Copy out each line below exactly as written.

Records supplied Block Start

PR #81, opened 2023-09-19
Enforce limit on number of tags per object

rpenido:
## Description

This PR enforces a 100 hardcoded limit on the number of ObjectTags applied on any object. It also removes the pagination of the tagging REST API for listing and updating object tags.

## Supporting Information

* Closes https://github.com/openedx/modular-learning/issues/99

## Testing instructions
* Please ensure that the tests cover the expected behavior of the view as described in the related issue.

## After merge
- [ ] Create a Tag with the version `v0.1.7`
____
Private-ref: [FAL-3501](https://tasks.opencraft.com/browse/FAL-3501)

### DIFF
--- a/openedx_tagging/core/tagging/models/base.py
+++ b/openedx_tagging/core/tagging/models/base.py
@@ -446,24 +446,25 @@ class Taxonomy(models.Model):
                 -1,
             )
 
-        def _check_current_tag_count() -> None:
+        def _check_new_tag_count(new_tag_count: int) -> None:
             """
-            Checks if the current count of tags for the object is less than 100
+            Checks if the new count of tags for the object is equal or less than 100
             """
             # Exclude self.id to avoid counting the tags that are going to be updated
             current_count = ObjectTag.objects.filter(object_id=object_id).exclude(taxonomy_id=self.id).count()
 
-            if current_count >= 100:
+            if current_count + new_tag_count > 100:
                 raise ValueError(
-                    _(f"Object ({object_id}) already have 100 or more tags.")
+                    _(f"Cannot add more than 100 tags to ({object_id}).")
                 )
 
-        _check_current_tag_count()
 
         if not isinstance(tags, list):
             raise ValueError(_(f"Tags must be a list, not {type(tags).__name__}."))
 
         tags = list(dict.fromkeys(tags))  # Remove duplicates preserving order
+
+        _check_new_tag_count(len(tags))
 
         if not self.allow_multiple and len(tags) > 1:
             raise ValueError(_(f"Taxonomy ({self.id}) only allows one tag per object."))
--- a/openedx_tagging/core/tagging/models/base.py
+++ b/openedx_tagging/core/tagging/models/base.py
@@ -458,7 +458,6 @@ class Taxonomy(models.Model):
                     _(f"Cannot add more than 100 tags to ({object_id}).")
                 )
 
-
         if not isinstance(tags, list):
             raise ValueError(_(f"Tags must be a list, not {type(tags).__name__}."))
 
--- a/openedx_tagging/core/tagging/models/base.py
+++ b/openedx_tagging/core/tagging/models/base.py
@@ -404,6 +404,19 @@ class Taxonomy(models.Model):
                 -1,
             )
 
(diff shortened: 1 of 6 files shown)


openedx-webhooks:
Thanks for the pull request, @rpenido!  Please note that it may take us up to several weeks or months to complete a review and merge your PR.

- supporting documentation

rpenido:
ToDo: bump version

openedx_tagging/core/tagging/models/base.py
```diff
@@ -404,6 +404,20 @@ def _find_object_tag_index(tag_ref, object_tags) -> int:
...
+        def _check_current_tag_count() -> None:
+            """
+            Checks if the current count of tags for the object is less than 100
+            """
+            # Exclude self.id to avoid counting the tags that are going to be updated
+            current_count = ObjectTag.objects.filter(object_id=object_id).exclude(taxonomy_id=self.id).count()
+
+            if current_count >= 100:
+                raise ValueError(
+                    _(f"Object ({object_id}) already have 100 or more tags.")
```
yusuf-musleh, line 416: nit: just a small spelling fix, "already have" -> "already has"

openedx_tagging/core/tagging/models/base.py
```diff
@@ -404,6 +404,20 @@ def _find_object_tag_index(tag_ref, object_tags) -> int:
...
+                )
+
+        _check_current_tag_count()
```
yusuf-musleh, line 419: Shouldn't this check also include the count of the new tags that will will be potentially be added, since this check is happening at the beginning of the function call? Eg: What happens when the `current_count` is say `99` but there are `2` _new_ tags in the `tags` list leading to `101`, would this check catch it?

tests/openedx_tagging/core/tagging/test_views.py
```diff
@@ -782,3 +743,21 @@ def test_tag_object_without_permission(self, user_attr, expected_status):
 
         response = self.client.put(url, {"tags": ["Tag 1"]}, format="json")
         assert response.status_code == expected_status
+        assert not status.is_success(expected_status)  # No success cases here
+
+    def test_tag_object_count_limit(self):
```
yusuf-musleh, line 748: Would super helpful if we could also add a test case that covers the scenario described above.

yusuf-musleh (changes requested):
@rpenido Great work! I just had a few comments on a test case we are missing if you could take a look.

openedx_tagging/core/tagging/models/base.py
rpenido: You're right @yusuf-musleh! I totally missed the allow_multiple cases.
Thank you for pointing out!

openedx_tagging/core/tagging/models/base.py
rpenido: Changed here: https://github.com/openedx/openedx-learning/blob/432e4c22eb18a05eeafb5070a14666680f4c1484/openedx_tagging/core/tagging/models/base.py#L458

We are talking about the future state, not the current.

openedx_tagging/core/tagging/models/base.py
rpenido: Done 432e4c22eb18a05eeafb5070a14666680f4c1484

tests/openedx_tagging/core/tagging/test_views.py
rpenido: Agreed! Thank you!

Done here: 432e4c22eb18a05eeafb5070a14666680f4c1484

yusuf-musleh (approved):
:+1: Thanks for making the changes! Looks good to me, I believe @bradenmacdonald would need to do the final approval/merge for it.

- [X] I tested this: I read through the tests to make sure it covers the cases
- [X] I read through the code
- [X] ~I checked for accessibility issues~
- [X] Includes documentation
- [X] ~I made sure any change in configuration variables is reflected in the corresponding client's `configuration-secure` repository.~

bradenmacdonald (approved):
Nice work! And I love the simplification of not needing pagination due to the new rule.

Records supplied Block End

| Answer to this exercise |
PR #81, opened 2023-09-19
Enforce limit on number of tags per object

rpenido:
## Description

This PR enforces a 100 hardcoded limit on the number of ObjectTags applied on any object. It also removes the pagination of the tagging REST API for listing and updating object tags.

## Supporting Information

* Closes https://github.com/openedx/modular-learning/issues/99

## Testing instructions
* Please ensure that the tests cover the expected behavior of the view as described in the related issue.

## After merge
- [ ] Create a Tag with the version `v0.1.7`
____
Private-ref: [FAL-3501](https://tasks.opencraft.com/browse/FAL-3501)

### DIFF
--- a/openedx_tagging/core/tagging/models/base.py
+++ b/openedx_tagging/core/tagging/models/base.py
@@ -446,24 +446,25 @@ class Taxonomy(models.Model):
                 -1,
             )
 
-        def _check_current_tag_count() -> None:
+        def _check_new_tag_count(new_tag_count: int) -> None:
             """
-            Checks if the current count of tags for the object is less than 100
+            Checks if the new count of tags for the object is equal or less than 100
             """
             # Exclude self.id to avoid counting the tags that are going to be updated
             current_count = ObjectTag.objects.filter(object_id=object_id).exclude(taxonomy_id=self.id).count()
 
-            if current_count >= 100:
+            if current_count + new_tag_count > 100:
                 raise ValueError(
-                    _(f"Object ({object_id}) already have 100 or more tags.")
+                    _(f"Cannot add more than 100 tags to ({object_id}).")
                 )
 
-        _check_current_tag_count()
 
         if not isinstance(tags, list):
             raise ValueError(_(f"Tags must be a list, not {type(tags).__name__}."))
 
         tags = list(dict.fromkeys(tags))  # Remove duplicates preserving order
+
+        _check_new_tag_count(len(tags))
 
         if not self.allow_multiple and len(tags) > 1:
             raise ValueError(_(f"Taxonomy ({self.id}) only allows one tag per object."))
--- a/openedx_tagging/core/tagging/models/base.py
+++ b/openedx_tagging/core/tagging/models/base.py
@@ -458,7 +458,6 @@ class Taxonomy(models.Model):
                     _(f"Cannot add more than 100 tags to ({object_id}).")
                 )
 
-
         if not isinstance(tags, list):
             raise ValueError(_(f"Tags must be a list, not {type(tags).__name__}."))
 
--- a/openedx_tagging/core/tagging/models/base.py
+++ b/openedx_tagging/core/tagging/models/base.py
@@ -404,6 +404,19 @@ class Taxonomy(models.Model):
                 -1,
             )
 
(diff shortened: 1 of 6 files shown)


openedx-webhooks:
Thanks for the pull request, @rpenido!  Please note that it may take us up to several weeks or months to complete a review and merge your PR.

- supporting documentation

rpenido:
ToDo: bump version

openedx_tagging/core/tagging/models/base.py
```diff
@@ -404,6 +404,20 @@ def _find_object_tag_index(tag_ref, object_tags) -> int:
...
+        def _check_current_tag_count() -> None:
+            """
+            Checks if the current count of tags for the object is less than 100
+            """
+            # Exclude self.id to avoid counting the tags that are going to be updated
+            current_count = ObjectTag.objects.filter(object_id=object_id).exclude(taxonomy_id=self.id).count()
+
+            if current_count >= 100:
+                raise ValueError(
+                    _(f"Object ({object_id}) already have 100 or more tags.")
```
yusuf-musleh, line 416: nit: just a small spelling fix, "already have" -> "already has"

openedx_tagging/core/tagging/models/base.py
```diff
@@ -404,6 +404,20 @@ def _find_object_tag_index(tag_ref, object_tags) -> int:
...
+                )
+
+        _check_current_tag_count()
```
yusuf-musleh, line 419: Shouldn't this check also include the count of the new tags that will will be potentially be added, since this check is happening at the beginning of the function call? Eg: What happens when the `current_count` is say `99` but there are `2` _new_ tags in the `tags` list leading to `101`, would this check catch it?

tests/openedx_tagging/core/tagging/test_views.py
```diff
@@ -782,3 +743,21 @@ def test_tag_object_without_permission(self, user_attr, expected_status):
 
         response = self.client.put(url, {"tags": ["Tag 1"]}, format="json")
         assert response.status_code == expected_status
+        assert not status.is_success(expected_status)  # No success cases here
+
+    def test_tag_object_count_limit(self):
```
yusuf-musleh, line 748: Would super helpful if we could also add a test case that covers the scenario described above.

yusuf-musleh (changes requested):
@rpenido Great work! I just had a few comments on a test case we are missing if you could take a look.

openedx_tagging/core/tagging/models/base.py
rpenido: You're right @yusuf-musleh! I totally missed the allow_multiple cases.
Thank you for pointing out!

openedx_tagging/core/tagging/models/base.py
rpenido: Changed here: https://github.com/openedx/openedx-learning/blob/432e4c22eb18a05eeafb5070a14666680f4c1484/openedx_tagging/core/tagging/models/base.py#L458

We are talking about the future state, not the current.

openedx_tagging/core/tagging/models/base.py
rpenido: Done 432e4c22eb18a05eeafb5070a14666680f4c1484

tests/openedx_tagging/core/tagging/test_views.py
rpenido: Agreed! Thank you!

Done here: 432e4c22eb18a05eeafb5070a14666680f4c1484

yusuf-musleh (approved):
:+1: Thanks for making the changes! Looks good to me, I believe @bradenmacdonald would need to do the final approval/merge for it.

- [X] I tested this: I read through the tests to make sure it covers the cases
- [X] I read through the code
- [X] ~I checked for accessibility issues~
- [X] Includes documentation
- [X] ~I made sure any change in configuration variables is reflected in the corresponding client's `configuration-secure` repository.~

bradenmacdonald (approved):
Nice work! And I love the simplification of not needing pagination due to the new rule.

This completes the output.